**What this task involves:** Extract all lines that hold "floating" from the records below.
= Beginning of Section =
PR #29706, opened 2025-09-07
TYP: fix ``np.number`` and ``np.*integer`` method declaration

jorenham:
Follow-up of #29695, partially addressing https://github.com/python/mypy/pull/15993#issuecomment-3240220599

This only leaves `floating`, `timedelta64`, and `datetime64`.


jorenham:
The mypy_primer diffs might look problematic at first glance, but they're actually good news. 

In case of jax and pandas-stubs, it allows them to remove some `# type: ignore` comments, which suggests that this fixes something that used to be broken.

The ffreqtrade diff applies to a single line, and is caused by mypy now reporting a different error code (`operator` instead of `arg-type`).
It's similar for colour, where the error code changed from `call-overload` to `operator`, which affects two lines.
Changes in error codes typically don't affect CI, so they probably won't even notice it.

numpy/_typing/_callable.pyi
```diff
@@ -11,24 +11,12 @@ See the `Mypy documentation`_ on protocols for more details.
...
-    float64,
-    floating,
-    generic,
-    int_,
-    integer,
-    number,
-    signedinteger,
-    unsignedinteger,
-)
+from numpy import complex128, complexfloating, float64, floating, integer
```
charris, line 15: The integer types are moved?

jorenham: ruff removed those because they weren't being used anymore

charris:
Thanks Joren.

PR #29713, opened 2025-09-08
MAINT: update spin to 0.14 in requirements files

ngoldbaum:
I can't find a previous pull request or issue for this. Not sure if there's some reason why we're still pinned to 0.13. Let's see what the CI says.

### DIFF
--- a/requirements/build_requirements.txt
+++ b/requirements/build_requirements.txt
@@ -1,5 +1,5 @@
 meson-python>=0.13.1
 Cython>=3.0.6
 ninja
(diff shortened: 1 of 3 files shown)


rgommers (approved):
Thanks @ngoldbaum. No particular reason for the 0.13 pin AFAIK; we did need a pin earlier because `spin` wasn't super stable yet, but I think development has slowed down. If 0.15.0 is fully backwards compatible, we may consider changing the `==` to `>=`.

PR #29714, opened 2025-09-08
TST: update test_regression::test_gph25784

kkwli:
- restrict Windows only
- use an option that is supported by all compilers

Closes [#29681](https://github.com/numpy/numpy/issues/29681)


ngoldbaum:
Thanks. I'll merge this once CI finishes.

It would be neat to convert one of our existing CI jobs that uses gfortran to instead use flang. I think it's worth adding some CI coverage for flang now that it's apparently mature enough to be used with f2py!

PR #29715, opened 2025-09-08
BUG: Fix `dtype` refcount in `__array__`

### LINKED ISSUE #29707: BUG: Reference counting problem on dtypes with `__array__`
### Describe the issue:

The following code crashes during process shutdown with the error:
```
*** Reference count error detected: an attempt was made to deallocate the dtype 5 (i) ***
```

I am only able to reproduce this under Python 3.12 on Mac and Linux, not Python 3.13 or 3.14.

```python
import numpy as np

class MyArray:
  def __init__(self, val):
    self.val = val

  def __array__(self, dtype=None, copy=None):
    return self.val.__array__(dtype=dtype, copy=copy)

x = np.array(-1, dtype=np.int32)
x = MyArray(x)
np.array(x)
```

### Error message:

```shell
*** Reference count error detected: an attempt was made to deallocate the dtype 5 (i) ***
```

2.3.2
3.12.10 (main, Apr  9 2025, 04:03:51) [Clang 20.1.0 ]

### Runtime Environment:

[{'numpy_version': '2.3.2',
  'python': '3.12.10 (main, Apr  9 2025, 04:03:51) [Clang 20.1.0 ]',
  'uname': uname_result(system='Linux', node='redacted', release='6.12.32-redacted-amd64', version='#1 SMP PREEMPT_DYNAMIC Debian 6.12.32-redacted (2025-06-26)', machine='x86_64')},
                      'found': ['SSSE3',
                                'SSE41',
                                'POPCNT',
                                'SSE42',
                                'AVX',
                                'F16C',
                                'FMA3',
                                'AVX2'],
                      'not_found': ['AVX512F',
                                    'AVX512CD',
                                    'AVX512_KNL',
                                    'AVX512_KNM',
                                    'AVX512_SKX',
                                    'AVX512_CLX',
                                    'AVX512_CNL',
                                    'AVX512_ICL',
                                    'AVX512_SPR']}},
 {'architecture': 'Haswell',
  'filepath': '/.../home/phawkins/venv/py312/lib/python3.12/site-packages/numpy.libs/libscipy_openblas64_-8fb3d286.so',
  'internal_api': 'openblas',
  'num_threads': 64,
  'user_api': 'blas',
  'version': '0.3.30'}]

### Context for the issue:

Distilled out of a reference counting error found while working on JAX.

mtsokol:
This PR fixes a refcount bug raised in https://github.com/numpy/numpy/issues/29707 and adds a test which fails on `main` branch for linux, x86.

### DIFF
--- a/numpy/_core/src/multiarray/methods.c
+++ b/numpy/_core/src/multiarray/methods.c
@@ -980,7 +980,6 @@ array_getarray(PyArrayObject *self, PyObject *args, PyObject *kwds)
             return ret;
         } else { // copy == NPY_COPY_NEVER
             PyErr_SetString(PyExc_ValueError, npy_no_copy_err_msg);
-            // On error release a strong reference.
             Py_DECREF(newtype);
             Py_DECREF(self);
             return NULL;
--- a/numpy/_core/src/multiarray/methods.c
+++ b/numpy/_core/src/multiarray/methods.c
@@ -963,6 +963,7 @@ array_getarray(PyArrayObject *self, PyObject *args, PyObject *kwds)
         if (newtype == NULL) {
             newtype = PyArray_DESCR(self);
         }
+        Py_INCREF(newtype);
         ret = PyArray_CastToType(self, newtype, 0);
         Py_DECREF(self);
         return ret;
@@ -971,6 +972,7 @@ array_getarray(PyArrayObject *self, PyObject *args, PyObject *kwds)
             return (PyObject *)self;
         }
         if (copy == NPY_COPY_IF_NEEDED) {
+            Py_INCREF(newtype);
             ret = PyArray_CastToType(self, newtype, 0);
             Py_DECREF(self);
             return ret;
--- a/numpy/_core/src/multiarray/methods.c
+++ b/numpy/_core/src/multiarray/methods.c
@@ -962,17 +962,19 @@ array_getarray(PyArrayObject *self, PyObject *args, PyObject *kwds)
     if (copy == NPY_COPY_ALWAYS) {
         if (newtype == NULL) {
             newtype = PyArray_DESCR(self);
+            Py_INCREF(newtype);
         }
-        Py_INCREF(newtype);
         ret = PyArray_CastToType(self, newtype, 0);
         Py_DECREF(self);
         return ret;
     } else { // copy == NPY_COPY_IF_NEEDED || copy == NPY_COPY_NEVER
-        if (newtype == NULL || PyArray_EquivTypes(PyArray_DESCR(self), newtype)) {
+        if (newtype == NULL) {
+            return (PyObject *)self;
+        } else if (PyArray_EquivTypes(PyArray_DESCR(self), newtype)) {
+            Py_DECREF(newtype);
             return (PyObject *)self;
         }
         if (copy == NPY_COPY_IF_NEEDED) {
-            Py_INCREF(newtype);
             ret = PyArray_CastToType(self, newtype, 0);
             Py_DECREF(self);
             return ret;
--- a/numpy/_core/src/multiarray/methods.c
+++ b/numpy/_core/src/multiarray/methods.c
@@ -962,6 +962,8 @@ array_getarray(PyArrayObject *self, PyObject *args, PyObject *kwds)
     if (copy == NPY_COPY_ALWAYS) {
         if (newtype == NULL) {
             newtype = PyArray_DESCR(self);
+            // Take a new strong reference to compensate for
+            // PyArray_CastToType stealing a reference to newtype.
             Py_INCREF(newtype);
         }
         ret = PyArray_CastToType(self, newtype, 0);
@@ -969,6 +971,8 @@ array_getarray(PyArrayObject *self, PyObject *args, PyObject *kwds)
         return ret;
     } else { // copy == NPY_COPY_IF_NEEDED || copy == NPY_COPY_NEVER
         if (newtype == NULL || PyArray_EquivTypes(PyArray_DESCR(self), newtype)) {
+            // If newtype isn't NULL then release a strong reference
+            // introduced by PyArray_DescrConverter2 in arg parsing.
             Py_XDECREF(newtype);
             return (PyObject *)self;
         }
--- a/numpy/_core/src/multiarray/methods.c
+++ b/numpy/_core/src/multiarray/methods.c
@@ -968,10 +968,8 @@ array_getarray(PyArrayObject *self, PyObject *args, PyObject *kwds)
         Py_DECREF(self);
         return ret;
     } else { // copy == NPY_COPY_IF_NEEDED || copy == NPY_COPY_NEVER
-        if (newtype == NULL) {
-            return (PyObject *)self;
-        } else if (PyArray_EquivTypes(PyArray_DESCR(self), newtype)) {
-            Py_DECREF(newtype);
+        if (newtype == NULL || PyArray_EquivTypes(PyArray_DESCR(self), newtype)) {
+            Py_XDECREF(newtype);
             return (PyObject *)self;
         }
         if (copy == NPY_COPY_IF_NEEDED) {
--- a/numpy/_core/src/multiarray/methods.c
+++ b/numpy/_core/src/multiarray/methods.c
@@ -951,6 +951,7 @@ array_getarray(PyArrayObject *self, PyObject *args, PyObject *kwds)
                 (PyObject *)self
         );
         if (new == NULL) {
+            Py_XDECREF(newtype);
             return NULL;
         }
         self = new;
@@ -982,6 +983,9 @@ array_getarray(PyArrayObject *self, PyObject *args, PyObject *kwds)
             return ret;
         } else { // copy == NPY_COPY_NEVER
             PyErr_SetString(PyExc_ValueError, npy_no_copy_err_msg);
+            // On error release a strong reference introduced by
+            // PyArray_DescrConverter2 in arg parsing.
+            Py_DECREF(newtype);
             Py_DECREF(self);
             return NULL;
         }
--- a/numpy/_core/src/multiarray/methods.c
+++ b/numpy/_core/src/multiarray/methods.c
@@ -934,6 +934,11 @@ array_getarray(PyArrayObject *self, PyObject *args, PyObject *kwds)
         return NULL;
     }
 
+    if (newtype == NULL) {
+        newtype = PyArray_DESCR(self);
+        Py_INCREF(newtype);  // newtype is owned.
+    }
+
     /* convert to PyArray_Type */
     if (!PyArray_CheckExact(self)) {
         PyArrayObject *new;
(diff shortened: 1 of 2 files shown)


ngoldbaum (dismissed):
LGTM but I'll let someone else look this over before merging

numpy/_core/src/multiarray/methods.c
```diff
@@ -963,6 +963,7 @@ array_getarray(PyArrayObject *self, PyObject *args, PyObject *kwds)
         if (newtype == NULL) {
             newtype = PyArray_DESCR(self);
         }
+        Py_INCREF(newtype);
```
benburrill: What about the case when you pass an explicit dtype?

With this change, the following test fails:
```python
dt2 = np.dtype(np.float32)
old_refcount2 = sys.getrefcount(dt2)
np.array(MyArray(), dtype=dt2)
assert_equal(old_refcount2, sys.getrefcount(dt2))
```

For this case, the following seems to fix it:

```suggestion
        if (newtype == NULL) {
            newtype = PyArray_DESCR(self);
            Py_INCREF(newtype);
        }
```

numpy/_core/src/multiarray/methods.c
```diff
@@ -962,17 +962,19 @@ array_getarray(PyArrayObject *self, PyObject *args, PyObject *kwds)
...
-        Py_INCREF(newtype);
         ret = PyArray_CastToType(self, newtype, 0);
         Py_DECREF(self);
         return ret;
     } else { // copy == NPY_COPY_IF_NEEDED || copy == NPY_COPY_NEVER
-        if (newtype == NULL || PyArray_EquivTypes(PyArray_DESCR(self), newtype)) {
+        if (newtype == NULL) {
+            return (PyObject *)self;
+        } else if (PyArray_EquivTypes(PyArray_DESCR(self), newtype)) {
+            Py_DECREF(newtype);
```
ngoldbaum:
```suggestion
        if (newtype == NULL || PyArray_EquivTypes(PyArray_DESCR(self), newtype)) {
            Py_XDECREF(newtype);
```

mtsokol: Done!

numpy/_core/src/multiarray/methods.c
mtsokol: Thanks for pointing it out! Indeed this path wasn't tested - fixed it.

numpy/_core/tests/test_api.py
```diff
@@ -91,12 +91,36 @@ def test_array_array():
...
     assert_equal(bytes(np.array(o).data), bytes(a.data))
 
-    # test array
+    # test __array__
     def custom__array__(self, dtype=None, copy=None):
         return np.array(100.0, dtype=dtype, copy=copy)
 
     o = type("o", (object,), {"__array__": custom__array__})()
     assert_equal(np.array(o, dtype=np.float64), np.array(100.0, np.float64))
+    if HAS_REFCOUNT:
```
benburrill: Although other tests in this same file also check HAS_REFCOUNT with `if`, I think it might be better to use a skipif test instead, so the test doesn't pass silently.  See, for example: https://github.com/numpy/numpy/blob/83402f7a43363e8041b8f297fdd4f76a7fa9fea1/numpy/_core/tests/test_arrayprint.py#L548

ngoldbaum: In practice that means that rest of the test gets skipped on pypy, which I don't think we want.

benburrill: What I meant was splitting it into a separate test with skipif, not marking the whole test as skipif.

mtsokol: Makes sense - I separated it into a new refcount test.

ngoldbaum:
@benburrill thanks for the code review help!

The reference counting here is tricky - I'd like @seberg to look this over. He's on vacation this week so might not look at it until next week.

mtsokol:
Sure, let's wait for another pair of eyes. In general, `PyArg_ParseTupleAndKeywords` increments refcount for `newtype`, and `PyArray_CastToType` steals it - therefore the standard path where we pass `dtype` doesn't alter refcount.

When we don't pass it, and have `copy=True`, we need an additional `Py_INCREF(newtype);` to even out `PyArray_CastToType`.

When we pass it (and is the same as array's) and have `copy=None`, we have one refcount extra from `PyArg_ParseTupleAndKeywords` parsing, ergo we need an additional `Py_XDECREF(newtype);` for that path to even out missing stealing call (which is only present later, when `newtype` is present and differs from array's dtype).

The test covers: `dtype(none | same | different) x copy(true | false)` (6) scenarios.

ngoldbaum:
I think it would help if you added an edited-down subset of that last comment as a comment in the source code. Probably some of it makes more sense as a comment in the test and some of it makes sense as a comment in the `__array__` implementation.

benburrill:
> In general, `PyArg_ParseTupleAndKeywords` increments refcount for `newtype`

Just to be slightly more precise, `PyArray_DescrConverter2` is (as I understand it) what's actually responsible for incrementing the refcount for `newtype`, not `PyArg_ParseTupleAndKeywords` itself.

mtsokol:
Correct, `PyArray_DescrConverter2` converter function which is passed to `PyArg_ParseTupleAndKeywords`.

benburrill:
Yeah, I just thought the wording could potentially be a bit misleading to readers (if you're planning to put something similar in a comment in the source code), since although

> In general, `PyArg_ParseTupleAndKeywords` increments refcount for `newtype`

is true for this specific code,

> In general, `PyArg_ParseTupleAndKeywords` increments refcount

is not true.

numpy/_core/tests/test_api.py
```diff
@@ -157,6 +157,36 @@ def custom__array__(self, dtype=None, copy=None):
...
+def test___array___refcount():
+    class MyArray:
+        def __init__(self, dtype):
+            self.val = np.array(-1, dtype=dtype)
+
+        def __array__(self, dtype=None, copy=None):
+            return self.val.__array__(dtype=dtype, copy=copy)
+
+    # test all possible scenarios:
+    # dtype(none | same | different) x copy(true | false)
```
benburrill: I just realized you haven't fully tested the COPY_NEVER case.  Really, you should be testing `copy(True | False | None)`.  Currently, you're actually testing `copy(True | None)`.

This test fails:
```python
    np.array(MyArray(dt), dtype=dt2, copy=False)
assert_equal(old_refcount2, sys.getrefcount(dt2))
```

Adding `Py_DECREF(newtype);` to the `npy_no_copy_err_msg` branch fixes it.

I'm also suspicious about the `if (!PyArray_CheckExact(self))` branch (I think at the very least there should be `Py_XDECREF(newtype)` before the `return NULL;`, and possibly more than that), but I'm not totally sure how to test it.

mtsokol: Right, `copy=False` when dtypes are different was a path missed in the test - thanks!

About `PyArray_CheckExact`: `Py_XDECREF` was clearly missing there, but I think it's already an esoteric path, as `PyArray_NewFromDescrAndBase` needs to fail and set an exception.

numpy/_core/src/multiarray/methods.c
```diff
@@ -962,12 +963,18 @@ array_getarray(PyArrayObject *self, PyObject *args, PyObject *kwds)
     if (copy == NPY_COPY_ALWAYS) {
         if (newtype == NULL) {
             newtype = PyArray_DESCR(self);
+            // Take a new strong reference to compensate for
+            // PyArray_CastToType stealing a reference to newtype.
+            Py_INCREF(newtype);
```
seberg:
```suggestion
            Py_INCREF(newtype);  // newtype is owned.
```
Maybe. I don't like the overly long comments, TBH.

We could add a comment on all `CastToType` calls that it steals the reference, though.

numpy/_core/src/multiarray/methods.c
```diff
@@ -962,12 +963,18 @@ array_getarray(PyArrayObject *self, PyObject *args, PyObject *kwds)
...
         }
         ret = PyArray_CastToType(self, newtype, 0);
         Py_DECREF(self);
         return ret;
     } else { // copy == NPY_COPY_IF_NEEDED || copy == NPY_COPY_NEVER
         if (newtype == NULL || PyArray_EquivTypes(PyArray_DESCR(self), newtype)) {
+            // If newtype isn't NULL then release a strong reference
+            // introduced by PyArray_DescrConverter2 in arg parsing.
```
seberg:
```suggestion
```
I disagree that it is helpful to add it here when it's not everywhere else.

seberg (approved):
LGTM, although I think the new comments are more verbose than helpful.  Half the paths (at least the error paths) have no comment.  What *is* useful, IMO, is that `CastToType` steals the reference (because reference stealing is confusing API basically).

If we want to really clarify this all, I think the right thing would be to simplify the code instead...
* Swap `self` and `new` naming.  Because `new` is clearly a new reference ;), while `self` is *suprisingly* a new reference.
* One could move `newtype == NULL` logic to the top directly after the argument parsing, that way it get's much clearer why the `Incref` is needed.  (at the cost of an unnecessary incref/decref.)
* The best way to avoid piling up `DECREF()` before the return would be to just make it `goto finish;` that has the logic.  But since that requires adding `newtype = NULL;  // Stolen by CastToType` (or another incref), I am not sure it's nicer.  It would be clearer though.

Anyway, besides thinking that the comments are not useful except as comments during review, this looks right to me.

numpy/_core/src/multiarray/methods.c
mtsokol: Done! Also added `CastToType` comments.

numpy/_core/src/multiarray/methods.c
mtsokol: Removed!

mtsokol:
@seberg thanks for feedback! I found moving `newtype == NULL` check to the top really useful - now it's clearer how we count refs here. I decided skip the other two points if it's OK.

numpy/_core/src/multiarray/methods.c
```diff
@@ -960,22 +966,22 @@ array_getarray(PyArrayObject *self, PyObject *args, PyObject *kwds)
...
             return (PyObject *)self;
         }
         if (copy == NPY_COPY_IF_NEEDED) {
-            ret = PyArray_CastToType(self, newtype, 0);
+            ret = PyArray_CastToType(self, newtype, 0);  // steals newtype reference.
             Py_DECREF(self);
             return ret;
         } else { // copy == NPY_COPY_NEVER
             PyErr_SetString(PyExc_ValueError, npy_no_copy_err_msg);
+            // On error release a strong reference.
```
seberg:
```suggestion
```

seberg:
Nice, thanks!  Yeah, I didn't care about doing all of those things, more of a rambling that in my opinion code reorganization would do more good than long comments :).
= End of Section =
**Finished exercise:**
This only leaves `floating`, `timedelta64`, and `datetime64`.
-    floating,
+from numpy import complex128, complexfloating, float64, floating, integer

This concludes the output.